*** Records for processing ***

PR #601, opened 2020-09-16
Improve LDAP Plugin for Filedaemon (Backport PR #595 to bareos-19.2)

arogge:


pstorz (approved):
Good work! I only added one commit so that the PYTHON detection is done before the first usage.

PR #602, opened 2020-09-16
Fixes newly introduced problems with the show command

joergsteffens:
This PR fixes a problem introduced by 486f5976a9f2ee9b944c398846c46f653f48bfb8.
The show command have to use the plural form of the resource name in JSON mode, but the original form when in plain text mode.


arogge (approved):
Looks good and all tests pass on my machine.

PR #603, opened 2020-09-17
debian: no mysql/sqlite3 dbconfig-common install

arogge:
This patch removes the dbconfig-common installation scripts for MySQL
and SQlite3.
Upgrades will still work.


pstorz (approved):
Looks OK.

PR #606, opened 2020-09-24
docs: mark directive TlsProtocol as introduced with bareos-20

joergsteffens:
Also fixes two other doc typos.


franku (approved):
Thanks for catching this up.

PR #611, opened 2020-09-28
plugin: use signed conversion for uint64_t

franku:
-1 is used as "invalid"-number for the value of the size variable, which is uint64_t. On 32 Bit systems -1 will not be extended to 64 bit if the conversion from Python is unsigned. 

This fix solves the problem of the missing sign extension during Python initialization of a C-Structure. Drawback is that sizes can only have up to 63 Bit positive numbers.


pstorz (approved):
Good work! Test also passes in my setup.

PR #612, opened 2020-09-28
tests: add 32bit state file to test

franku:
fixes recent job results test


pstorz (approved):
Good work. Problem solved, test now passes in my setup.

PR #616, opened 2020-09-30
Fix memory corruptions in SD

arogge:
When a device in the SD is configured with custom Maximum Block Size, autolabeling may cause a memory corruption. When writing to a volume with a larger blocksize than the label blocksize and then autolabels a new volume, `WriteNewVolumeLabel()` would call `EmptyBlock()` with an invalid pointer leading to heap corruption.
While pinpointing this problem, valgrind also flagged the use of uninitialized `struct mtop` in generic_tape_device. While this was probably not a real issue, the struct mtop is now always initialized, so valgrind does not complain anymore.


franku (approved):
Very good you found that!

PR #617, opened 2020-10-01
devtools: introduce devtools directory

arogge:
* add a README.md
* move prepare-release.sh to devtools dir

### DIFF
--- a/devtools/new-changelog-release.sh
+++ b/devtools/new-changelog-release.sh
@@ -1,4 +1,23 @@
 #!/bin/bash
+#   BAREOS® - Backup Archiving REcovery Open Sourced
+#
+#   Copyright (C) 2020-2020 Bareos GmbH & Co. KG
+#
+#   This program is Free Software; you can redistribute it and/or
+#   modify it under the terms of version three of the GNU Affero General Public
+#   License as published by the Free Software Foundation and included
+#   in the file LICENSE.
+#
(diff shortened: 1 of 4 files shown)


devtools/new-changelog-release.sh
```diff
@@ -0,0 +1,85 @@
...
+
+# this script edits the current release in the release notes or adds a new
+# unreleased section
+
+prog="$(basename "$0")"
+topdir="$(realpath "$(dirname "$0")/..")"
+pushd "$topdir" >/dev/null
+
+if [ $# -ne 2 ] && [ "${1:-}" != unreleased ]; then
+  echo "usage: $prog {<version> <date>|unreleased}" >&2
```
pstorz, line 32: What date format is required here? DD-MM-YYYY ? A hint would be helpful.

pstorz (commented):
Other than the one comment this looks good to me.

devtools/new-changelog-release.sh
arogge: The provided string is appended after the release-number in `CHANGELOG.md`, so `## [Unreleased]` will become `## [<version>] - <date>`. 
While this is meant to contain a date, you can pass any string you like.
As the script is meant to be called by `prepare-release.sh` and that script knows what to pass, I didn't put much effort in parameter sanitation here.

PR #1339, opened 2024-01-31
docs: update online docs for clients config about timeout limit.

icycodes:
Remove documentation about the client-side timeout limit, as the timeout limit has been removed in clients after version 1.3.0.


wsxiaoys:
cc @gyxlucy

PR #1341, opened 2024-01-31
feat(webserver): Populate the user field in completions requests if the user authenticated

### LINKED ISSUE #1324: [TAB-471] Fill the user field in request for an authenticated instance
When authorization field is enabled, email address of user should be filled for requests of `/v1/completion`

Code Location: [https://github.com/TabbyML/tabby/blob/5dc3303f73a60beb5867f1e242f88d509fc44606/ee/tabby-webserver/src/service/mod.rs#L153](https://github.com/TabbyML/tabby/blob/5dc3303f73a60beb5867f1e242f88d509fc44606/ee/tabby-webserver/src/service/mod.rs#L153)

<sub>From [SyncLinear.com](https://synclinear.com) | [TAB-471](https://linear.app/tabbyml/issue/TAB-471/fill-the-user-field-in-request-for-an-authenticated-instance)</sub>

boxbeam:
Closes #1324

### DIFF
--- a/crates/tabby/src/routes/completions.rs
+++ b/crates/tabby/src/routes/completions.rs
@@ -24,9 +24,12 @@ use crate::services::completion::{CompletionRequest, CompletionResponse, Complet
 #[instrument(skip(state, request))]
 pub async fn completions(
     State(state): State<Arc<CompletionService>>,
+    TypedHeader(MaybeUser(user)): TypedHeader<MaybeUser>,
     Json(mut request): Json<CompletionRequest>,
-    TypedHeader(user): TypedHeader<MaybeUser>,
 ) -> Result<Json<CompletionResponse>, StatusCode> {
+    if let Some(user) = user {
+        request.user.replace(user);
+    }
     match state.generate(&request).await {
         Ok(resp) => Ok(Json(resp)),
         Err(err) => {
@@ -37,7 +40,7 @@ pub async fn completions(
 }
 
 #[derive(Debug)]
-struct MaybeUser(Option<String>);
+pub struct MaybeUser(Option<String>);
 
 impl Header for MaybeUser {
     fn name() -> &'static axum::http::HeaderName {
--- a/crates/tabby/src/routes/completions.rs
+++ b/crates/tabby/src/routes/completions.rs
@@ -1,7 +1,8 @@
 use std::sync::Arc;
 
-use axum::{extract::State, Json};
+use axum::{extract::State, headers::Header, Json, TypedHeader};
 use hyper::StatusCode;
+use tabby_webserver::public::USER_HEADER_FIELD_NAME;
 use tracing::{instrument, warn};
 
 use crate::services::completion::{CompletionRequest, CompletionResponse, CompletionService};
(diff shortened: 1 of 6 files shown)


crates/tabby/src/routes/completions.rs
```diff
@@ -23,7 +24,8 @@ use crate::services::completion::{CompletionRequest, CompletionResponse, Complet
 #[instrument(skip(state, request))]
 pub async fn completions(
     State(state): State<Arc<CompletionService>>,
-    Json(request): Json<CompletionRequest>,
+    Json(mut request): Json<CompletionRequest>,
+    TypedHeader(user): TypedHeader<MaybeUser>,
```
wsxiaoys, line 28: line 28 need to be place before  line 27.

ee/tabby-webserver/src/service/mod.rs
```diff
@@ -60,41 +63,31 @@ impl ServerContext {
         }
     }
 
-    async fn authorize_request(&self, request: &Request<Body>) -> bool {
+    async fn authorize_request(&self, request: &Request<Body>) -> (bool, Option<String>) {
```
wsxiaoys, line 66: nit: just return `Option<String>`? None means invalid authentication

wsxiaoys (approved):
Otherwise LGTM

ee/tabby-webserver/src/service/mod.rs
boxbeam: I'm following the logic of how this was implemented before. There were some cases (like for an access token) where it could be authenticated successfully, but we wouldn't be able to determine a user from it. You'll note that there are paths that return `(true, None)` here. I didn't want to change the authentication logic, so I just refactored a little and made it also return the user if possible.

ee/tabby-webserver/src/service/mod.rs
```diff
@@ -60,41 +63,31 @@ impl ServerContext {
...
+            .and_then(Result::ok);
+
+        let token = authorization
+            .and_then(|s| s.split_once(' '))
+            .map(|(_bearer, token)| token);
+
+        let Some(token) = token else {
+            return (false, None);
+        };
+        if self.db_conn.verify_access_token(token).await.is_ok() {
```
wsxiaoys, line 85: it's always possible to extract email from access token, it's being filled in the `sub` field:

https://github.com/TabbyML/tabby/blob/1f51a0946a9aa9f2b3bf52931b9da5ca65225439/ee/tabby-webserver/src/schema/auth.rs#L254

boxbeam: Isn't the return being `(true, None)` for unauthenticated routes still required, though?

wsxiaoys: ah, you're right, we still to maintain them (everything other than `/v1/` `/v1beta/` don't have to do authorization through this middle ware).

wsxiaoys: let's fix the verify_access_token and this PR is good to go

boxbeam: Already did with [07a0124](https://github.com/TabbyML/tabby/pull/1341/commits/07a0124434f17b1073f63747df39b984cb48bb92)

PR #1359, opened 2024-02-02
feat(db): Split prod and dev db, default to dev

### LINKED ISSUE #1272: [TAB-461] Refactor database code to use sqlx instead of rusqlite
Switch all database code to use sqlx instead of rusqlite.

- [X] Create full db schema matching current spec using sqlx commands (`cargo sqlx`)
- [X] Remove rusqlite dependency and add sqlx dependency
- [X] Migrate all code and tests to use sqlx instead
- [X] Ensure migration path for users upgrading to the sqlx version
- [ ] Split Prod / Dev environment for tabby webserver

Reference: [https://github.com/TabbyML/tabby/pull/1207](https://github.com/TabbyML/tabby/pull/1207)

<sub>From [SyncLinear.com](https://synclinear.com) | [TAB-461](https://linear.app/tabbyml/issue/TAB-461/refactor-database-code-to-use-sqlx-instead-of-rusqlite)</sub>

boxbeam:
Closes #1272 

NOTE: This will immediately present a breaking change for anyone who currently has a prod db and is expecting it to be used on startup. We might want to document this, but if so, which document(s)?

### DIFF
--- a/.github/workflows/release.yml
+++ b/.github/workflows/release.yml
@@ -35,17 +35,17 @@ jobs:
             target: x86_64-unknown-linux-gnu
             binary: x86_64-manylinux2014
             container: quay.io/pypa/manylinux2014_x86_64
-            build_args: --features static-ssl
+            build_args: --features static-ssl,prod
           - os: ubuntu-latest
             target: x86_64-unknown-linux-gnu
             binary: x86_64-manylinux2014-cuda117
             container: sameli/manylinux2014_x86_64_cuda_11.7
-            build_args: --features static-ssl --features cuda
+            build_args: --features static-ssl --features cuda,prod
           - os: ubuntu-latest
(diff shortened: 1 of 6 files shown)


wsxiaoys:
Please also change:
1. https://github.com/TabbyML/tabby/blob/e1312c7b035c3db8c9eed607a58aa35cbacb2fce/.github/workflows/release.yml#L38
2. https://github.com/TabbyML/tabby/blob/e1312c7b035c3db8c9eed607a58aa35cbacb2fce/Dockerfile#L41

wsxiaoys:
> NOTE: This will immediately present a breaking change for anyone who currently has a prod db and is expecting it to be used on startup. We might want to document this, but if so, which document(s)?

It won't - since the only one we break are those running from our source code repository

*** End of Records for processing ***

**The problem**:
Among the entries above, find the line with "Fixes newly introduced" and the line with "PR #606, opened 2020-09-24"; give again exactly these two lines and all lines between them.

**Exercise output**:
Fixes newly introduced problems with the show command

joergsteffens:
This PR fixes a problem introduced by 486f5976a9f2ee9b944c398846c46f653f48bfb8.
The show command have to use the plural form of the resource name in JSON mode, but the original form when in plain text mode.


arogge (approved):
Looks good and all tests pass on my machine.

PR #603, opened 2020-09-17
debian: no mysql/sqlite3 dbconfig-common install

arogge:
This patch removes the dbconfig-common installation scripts for MySQL
and SQlite3.
Upgrades will still work.


pstorz (approved):
Looks OK.

PR #606, opened 2020-09-24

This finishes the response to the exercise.